Question

If the parabola ${y^2} = 4x$ meets a circle with centre at $\left( {6,5} \right)$ orthogonally, then possible point(s) of intersection can be
A. $\left( {4,4} \right)$
B. $\left( {9,4} \right)$
C. $\left( {2,8} \right)$
D. $\left( {3,2} \right)$

Answer 1

To solve the question, we will first consider a point of intersection of the parabola and the circle. Then we will find the slope of tangent at that point to the parabola, by differentiating the parabolic curve. Then we will use the concept that if two lines are orthogonal then the product of their slopes is equal to minus one, to find the slope of tangent to the circle at that same point. Then we will find the slope of the tangent to the circle at the point of intersection using the slope of the tangent and also using the centre of the circle and the point of intersection. Then we will equate the two slopes and will find the coordinates of the point of intersection.

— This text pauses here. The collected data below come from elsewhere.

PR #11288, opened 2022-07-12
fix: Audit created only for changed data value [DHIS2-13451]

zubaira:


teleivo:
@zubaira sonarqube points to an unused variable you can remove 😄

gnespolino (approved):

teleivo:
@zubaira can you please rebase. tests on master are passing again 😄

dhis-2/dhis-test-integration/src/test/java/org/hisp/dhis/tracker/bundle/TrackedEntityDataValueAuditTest.java
```diff
@@ -120,6 +120,7 @@ void testTrackedEntityDataValueAuditCreate()
             assertEquals( a.getProgramStageInstance().getUid(), psi.getUid() );
         } );
 
+        assertEquals( 1, updatedAudit.size() );
```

Complete step by step answer:
Let the point of intersection of the parabola and the circle be $\left( {{t^2},2t} \right)$. Now, we will find the slope of the tangent to the parabola at this point by differentiating the equation of parabola. So, we have;
${y^2} = 4x$
Differentiating both sides we get;
$\Rightarrow \dfrac{{d{y^2}}}{{dx}} = \dfrac{d}{{dx}}4x$
On simplification we get;
$\Rightarrow 2y\dfrac{{dy}}{{dx}} = 4$

On shifting we get;
$\Rightarrow \dfrac{{dy}}{{dx}} = \dfrac{2}{y}$
So, slope of tangent to parabola at $\left( {{t^2},2t} \right)$ is;
$\Rightarrow {\left( {\;\dfrac{{dy}}{{dx}}} \right)_{\left( {{t^2},2t} \right)}} = \dfrac{2}{{2t}}$
On dividing we have;
$\Rightarrow {\left( {\;\dfrac{{dy}}{{dx}}} \right)_{\left( {{t^2},2t} \right)}} = \dfrac{1}{t}$
Let $m$be the slope of the tangent to the circle at $\left( {{t^2},2t} \right)$. Now since the circle and the parabola cut each other orthogonally therefore;
$m \times \dfrac{1}{t} = - 1$
$\therefore m = - t$

Now tangent and normal are perpendicular to each other so, the product of their slopes should be $- 1$. According to this we get the slope of the normal to the circle at point $\left( {{t^2},2t} \right)$ as $\dfrac{1}{t}$.
Now, the centre of the circle is known and one point on the circle is known so we can find the slope of the normal at that point on the circle. So, we have;
Slope of normal $= \dfrac{{{y_2} - {y_1}}}{{{x_2} - {x_1}}}$
Putting the point as $\left( {{t^2},2t} \right)$ and $\left( {6,5} \right)$ we get;
Slope of normal $= \dfrac{{2t - 5}}{{{t^2} - 6}}$

Now we have two slopes for the normal. So, we will equate them. So, we get;
$\Rightarrow \dfrac{{2t - 5}}{{{t^2} - 6}} = \dfrac{1}{t}$
On cross multiplication we get;
$\Rightarrow t\left( {2t - 5} \right) = {t^2} - 6$
On solving we get;
$\Rightarrow 2{t^2} - 5t = {t^2} - 6$
On shifting the terms to LHS we get;
$\Rightarrow {t^2} - 5t + 6 = 0$
Splitting the middle term, we get;
$\Rightarrow {t^2} - 3t - 2t + 6 = 0$
$\Rightarrow t\left( {t - 3} \right) - 2\left( {t - 3} \right) = 0$

On further taking common we get;
$\Rightarrow \left( {t - 2} \right)\left( {t - 3} \right) = 0$
From here by equating each term to zero we get $\Rightarrow t = 2,3$.
Now we will put the value in the point of intersection. So, we have;
$\Rightarrow \left( {{t^2},2t} \right) = \left( {{2^2},2 \times 2} \right)$
$\Rightarrow \left( {{t^2},2t} \right) = \left( {4,4} \right)$
Also, by putting $t = 3$ we get;
$\Rightarrow \left( {{t^2},2t} \right) = \left( {{3^2},2 \times 3} \right)$
$\therefore \left( {{t^2},2t} \right) = \left( {9,6} \right)$

Hence, the option A is correct.

Note: To solve these types of questions we need to keep in mind two things. First, we should know what orthogonal intersecting means and how we can use it mathematically. Secondly, we should know that the product of slope of two perpendicular lines is minus one.